Avec la popu­la­rité gran­dis­sante du titre, le nombre d’as­sis­tants augmente et, à la fin de Dragon Ball, en 1989, la maison d’édi­tion Shuei­sha réclame sans attendre une suite. Tori­shima accepte mais lui donne le nom de Dragon Ball Z, choi­sis­sant la dernière lettre de l’al­pha­bet afin de signi­fier que les aven­tures de Son Goku touchent à leur fin. C’était comp­ter sans le succès, plus grand encore, de cette suite au Japon mais aussi aux États-Unis et en France.

En 1990, Alioune Camara n’a que quatre ans. Dans sa valise pour les vacances au Séné­gal, il emporte une VHS compi­lant les dessins animés du Club Doro­thée. Parmi ses programmes, l’émis­sion de TF1 diffuse depuis 1988 une version censu­rée de Dragon Ball Z. Le jeune homme appré­cie « ses combats épiques, ses person­nages qui volent, se trans­forment et dont les coups sont trop rapides à suivre pour la caméra ». En gran­dis­sant, il se délecte aussi de son humour, « surtout dans Dragon Ball ». Dès 1992, plus d’1,5 million de Français regardent la série le mercredi matin. Le manga est traduit et publié dans l’Hexa­gone un an plus tard.

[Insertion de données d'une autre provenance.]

PR #23274, opened 2024-05-23
[topgen] Generically filter for MMIO region visible devices

### LINKED ISSUE #14345: [top] "rom" interface of "rv_dm" is not a memory in top_earlgrey.hjson
Noticed this while working on #14336 and discussed offline with @tjaychen. Currently, the entry for rv_dm [here](https://github.com/lowRISC/opentitan/blob/1447b4853447dffbc0193b5aab27d96012f950ff/hw/top_earlgrey/data/top_earlgrey.hjson#L572) looks like this:

```
    { name: "rv_dm",
      type: "rv_dm",
      clock_srcs: {clk_i: "main"},
      clock_group: "infra",
      reset_connections: {rst_ni: "lc"},
      param_decl: {
        IdcodeValue: "jtag_id_pkg::JTAG_IDCODE",
      }
      // Note that this module also contains a bus host.
      base_addrs: {rom: "0x00010000", regs: "0x41200000"}
    },
```
which doesn't create a memory.

As a result, it is not included in the return value of `TopGenC::memories()` and required a minor workaround in #14336.

Razer6:
Remove hardcoded devices and interfaces for MMIO region filtering by adding two new optional module attributes cpu_visible and cpu_not_visible.

By unifying the implementation of the C and Rust generator, an inconsistency between the two implementations was uncovered. Ideally, `TopGenC` and `TopGenRust` will be refactored with a common base class to remove as much of the code duplication. I'm not sure though if that is the right PR to fix that.

This fixes #14345

### DIFF
--- a/hw/top_darjeeling/data/top_darjeeling.hjson
+++ b/hw/top_darjeeling/data/top_darjeeling.hjson
@@ -166,7 +166,62 @@
   // all peripherals, though not every peripheral will be accessible to every
   // host in that address space--Access privileges are separate from addresses.
   addr_spaces: [
-    { name: "hart", desc: "The main address space, shared between the CPU and DM"},
+    { name: "hart"
+      desc: "The main address space, shared between the CPU and DM"
+      subspaces: [
+        { name: "mmio",
+          desc: '''
+                MMIO region excludes any memory that is separate from the module configuration
+                space, i.e. ROM, main SRAM, and mbx SRAM are excluded but retention SRAM or
+                spi_device are included.
+                '''
+          nodes: [
+            "uart0",
+            "gpio",
+            "spi_device",
+            "i2c0",
+            "rv_timer",
+            "otp_ctrl",
+            "lc_ctrl.regs",
+            "alert_handler",
+            "spi_host0",
+            "pwrmgr_aon",
+            "rstmgr_aon",
+            "clkmgr_aon",
+            "pinmux_aon",
+            "aon_timer_aon",
+            "ast"
+            "sensor_ctrl",
+            "soc_proxy.core",
+            "sram_ctrl_ret_aon",
+            "rv_plic",
+            "aes",
+            "hmac",
+            "otbn",
+            "keymgr_dpe"
+            "csrng",
+            "edn0",
+            "edn1",
+            "sram_ctrl_main.regs",
+            "sram_ctrl_mbox.regs",
+            "rom_ctrl0.regs",
+            "rom_ctrl1.regs",
+            "dma",
+            "mbx0.core",
+            "mbx1.core",
+            "mbx2.core",
+            "mbx3.core",
+            "mbx4.core",
+            "mbx5.core",
+            "mbx6.core",
+            "mbx_jtag.core",
+            "mbx_pcie0.core",
+            "mbx_pcie1.core",
+            "rv_core_ibex"
+          ],
+        },
+      ]
+    }
     { name: "soc_mbx", desc: "SoC address space for mailbox access"},
     { name: "soc_dbg", desc: "SoC address space for debug module interfaces"},
   ]
--- a/util/topgen/lib.py
+++ b/util/topgen/lib.py
@@ -85,6 +85,27 @@ class Name:
         return Name([p for p in self.parts if p != part_to_remove])
 
 
+class MemoryRegion(object):
+    def __init__(self, name: Name, base_addr: int, size_bytes: int):
+        assert isinstance(base_addr, int)
+        self.name = name
+        self.base_addr = base_addr
+        self.size_bytes = size_bytes
+        self.size_words = (size_bytes + 3) // 4
+
+    def base_addr_name(self):
+        return self.name + Name(["base", "addr"])
+
+    def offset_name(self):
+        return self.name + Name(["offset"])
+
+    def size_bytes_name(self):
+        return self.name + Name(["size", "bytes"])
+
+    def size_words_name(self):
+        return self.name + Name(["size", "words"])
+
+
 def is_ipcfg(ip: Path) -> bool:  # return bool
     log.info("IP Path: %s" % repr(ip))
     ip_name = ip.parents[1].name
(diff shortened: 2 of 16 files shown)


hw/top_darjeeling/data/top_darjeeling.hjson
```diff
@@ -577,6 +578,7 @@
         regs: {hart: "0x21200000"},
         dbg:  {soc_dbg: "0x00000000"},
       },
+      cpu_not_visible: ["mem", "regs", "dbg"]
```
rswarbrick, line 581: It's a bit sad to have the names appearing twice. Could we switch it so that we end up with something like this?
```
      // Note that this module also contains a bus host.
      base_addrs: {
        mem:  {hart: "0x00040000", cpu_visible: false},
        regs: {hart: "0x21200000", cpu_visible: false},
        dbg:  {soc_dbg: "0x00000000", cpu_visible: false},
      },
```
and we could make it so a region has a default visibility attribute (true, presumably)

hw/top_darjeeling/data/top_darjeeling.hjson
```diff
@@ -553,6 +553,7 @@
         regs: {hart: "0x30500000"},
         ram:  {hart: "0x30600000"},
       },
+      cpu_visible: ['ram']
```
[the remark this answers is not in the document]
Razer6: That is totally right. This resulted from the  fact, that everything except memories was included by default. I removed that base, and explicitly excluded memories from the MMIO range (except for the retention RAM).

hw/top_darjeeling/data/top_darjeeling.hjson
Razer6: I changed the implementation according to that. It was required to add some special cases when iterating over that struct. Should we add a top-level validation, to ensure that there is no address space named `cpu_visible`?

Razer6:
> Would it make more sense to formalize memory region groups? The "MMIO region" is not a property of an individual IP instance. Instead, it's a contiguous grouping of nodes in the address space.
> 
> Validating memory region groups (...or "subspaces"? Not sure what would be a good name yet...) would mean ensuring that all nodes between the two ends are included in the named group, and we'd have to be explicit about each node that is intended to be in the group. topgen would need to error out if any node is missing, since that would be an inconsistent subspace.
> 
> I kind of feel like topgen is a dubious place to do this... but if we really want the internal check for minimizing ePMP entries, I guess it makes sense. If there's no DRC, then it might make more sense to kick this out to downstream software completely. Well... maybe it's also convenient to define regions with just the two ends and abandon the check /shrug

I'm not sure if downstream software actually uses those defines? If not, we maybe can remove that completely?

a-will:
> > Would it make more sense to formalize memory region groups? The "MMIO region" is not a property of an individual IP instance. Instead, it's a contiguous grouping of nodes in the address space.
> > Validating memory region groups (...or "subspaces"? Not sure what would be a good name yet...) would mean ensuring that all nodes between the two ends are included in the named group, and we'd have to be explicit about each node that is intended to be in the group. topgen would need to error out if any node is missing, since that would be an inconsistent subspace.
> 
> Not sure, if that is in the scope of this PR. I guess we can support multiple MMIO regions in a different PR if needed.

This is exactly the scope of what you are modifying, though. The "MMIO region" is merely a macro defined in a software header. The code changed here has no relationship with the CPU's visibility of node.

util/topgen/lib.py
```diff
@@ -566,3 +587,28 @@ def is_lc_ctrl(modules):
...
+    MMIO region excludes any memory that is separate from the module configuration
+    space, i.e. ROM, main SRAM, and flash are excluded but retention SRAM,
+    spi_device memory, or usbdev memory are included.
+    """
+    regions = []
+    for ((dev_name, if_name), region) in devices:
+        module = get_module_by_name(top, dev_name)
+      
+        if module['base_addrs'][if_name].get("cpu_visible", True):
+            regions.append(region)
```
a-will, line 605: Please no hard-coded address space name exceptions. This violates the data structure's layout.

a-will (approved):
I think we've got some misunderstandings of what the original code does here. It defines a contiguous region of the address map and calls it the "MMIO region" so software can program a single entry for it in the ePMP.

CPU visibility doesn't factor into it. Instead, there are hard-coded exceptions in topgen's output helpers that try to define the bounds of the region. If you want to remove those hard-coded exceptions, we would need to either explicitly define non-MMIO nodes for each addr_space, or we could generalize and define multiple such regions, with "MMIO" just being one of them.

a-will (changes requested):
Whoops, meant to request changes on that last review. Doh!

util/topgen/lib.py
Razer6: Exactly, I thought about that too. What about an address space validation as proposed in https://github.com/lowRISC/opentitan/pull/23274#discussion_r1618895737 ?

Razer6:
What about defining it like this:

`addr_group` defines the address range, the node is associated to. If nothing provided, it associates them to the default `mmio` group. If set to `none` or `false`, not sure what works, they will be excluded. The helper would then determine all `addr_group`s per address space generates the definitions for them. 

```
base_addrs: {
        mem:  {hart: "0x00040000", addr_range: none},
        regs: {hart: "0x21200000", addr_range: "mmio"},
        dbg:  {soc_dbg: "0x00000000", addr_range: none},
      },
```

a-will:
For the option where we generically define subspaces of an addr_space and explicitly include each node, it could look like this:

```hjson
  addr_spaces: [
    { name: "hart",
      desc: "The main address space, shared between the CPU and DM"},
      subspaces: [
        { name: "mmio",
          desc: "The memory region for peripherals",
          nodes: [
            "uart0", "gpio", "spi_device", "i2c0", "rv_timer",
            "otp_ctrl", // Shorthand for all otp_ctrl nodes
            "lc_ctrl.regs", // Can select specific nodes with a dot separator
            "alert_handler", "spi_host0", "pwrmgr_aon",  // And so on
          ],
        },
      ],
    },
    { name: "soc_mbx", desc: "SoC address space for mailbox access"},
    { name: "soc_dbg", desc: "SoC address space for debug module interfaces"},
  ]
```

Actually, we could even choose to move all the base_addr definitions into this three-level tree, and that would make us have compatible definitions with IP-XACT (where a "subspace" is the same as an IP-XACT "block"). SystemRDL seems to allow nesting addrmap definitions, so it's a little more free. But anyway, that would look like this:

```hjson
  addr_spaces: [
    { name: "hart",
      desc: "The main address space, shared between the CPU and DM"},
      subspaces: [
        { name: "mmio",
          desc: "The memory region for peripherals",
          nodes: {
            uart0:                "0x30010000",
            gpio:                 "0x30000000",
            spi_device:           "0x30310000",
            i2c0:                 "0x30080000",
            rv_timer:             "0x30100000",
            otp_ctrl.core:        "0x30130000",
            otp_ctrl.prim:        "0x30138000",
            lc_ctrl.regs:         "0x30140000",
            // And so on
          },
        },
      ],
      nodes: [ // Same as the "nodes" in the subspaces, but these are not in a named subspace.
      ],
    },
```

Razer6:
Looks good to me. The first one seems easy to me. Whats quite attractive to the second one is to have a base address table basically on one screen. It makes it much more readable for the base addresses, which already annoyed me a few times.

a-will:
> Looks good to me. The first one seems easy to me. Whats quite attractive to the second one is to have a base address table basically on one screen. It makes it much more readable for the base addresses, which already annoyed me a few times. However, the changes are of course much more intrusive though.

Would it make sense to start with the first one? We could choose to move to the second one later.

The first solution annoyingly adds some burden to update yet another place in the file when you assign new base addresses. That might motivate us to eventually get to the second solution instead of forever punting it, though, haha.

Razer6:
> Would it make sense to start with the first one? We could choose to move to the second one later.

That sounds good. The second one is an improvement on top of it, but touches a lot of places. 

> The first solution annoyingly adds some burden to update yet another place in the file when you assign new base addresses. That might motivate us to eventually get to the second solution instead of forever punting it, though, haha.

Totally agree. And it really shows you the memory map in one place. Quite hard to scroll down if there are many more devices ;-)

a-will (approved):
Oh, this looks great!

hw/top_darjeeling/data/top_darjeeling.hjson
```diff
@@ -166,7 +166,62 @@
...
+      desc: "The main address space, shared between the CPU and DM"
+      subspaces: [
+        { name: "mmio",
+          desc: '''
+                MMIO region excludes any memory that is separate from the module configuration
+                space, i.e. ROM, main SRAM, and mbx SRAM are excluded but retention SRAM or
+                spi_device are included.
+                '''
+          nodes: [
+            "uart0",
```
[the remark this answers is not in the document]
Razer6: Haha, no worries 😆

andreaskurth:
CHANGE AUTHORIZED: hw/top_darjeeling/data/top_darjeeling.hjson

Qu’im­porte la violence dénon­cée par certains, la marque Dragon Ball s’im­pose et se décline en une foule de produits. « Il suffi­rait de marquer Dragon Ball Z sur une patate et on la vendrait », déclare alors Jean-Luc Nobleau, direc­teur commer­cial de la société de produits déri­vés Samou­raï. Après s’être chargé de mettre à l’écran les aven­tures du super guer­rier Broly en 1993, le studio Toei invente carré­ment une histoire en se conten­tant de consul­ter Toriyama pour le dessin animé Dragon Ball GT, sorti en 1996.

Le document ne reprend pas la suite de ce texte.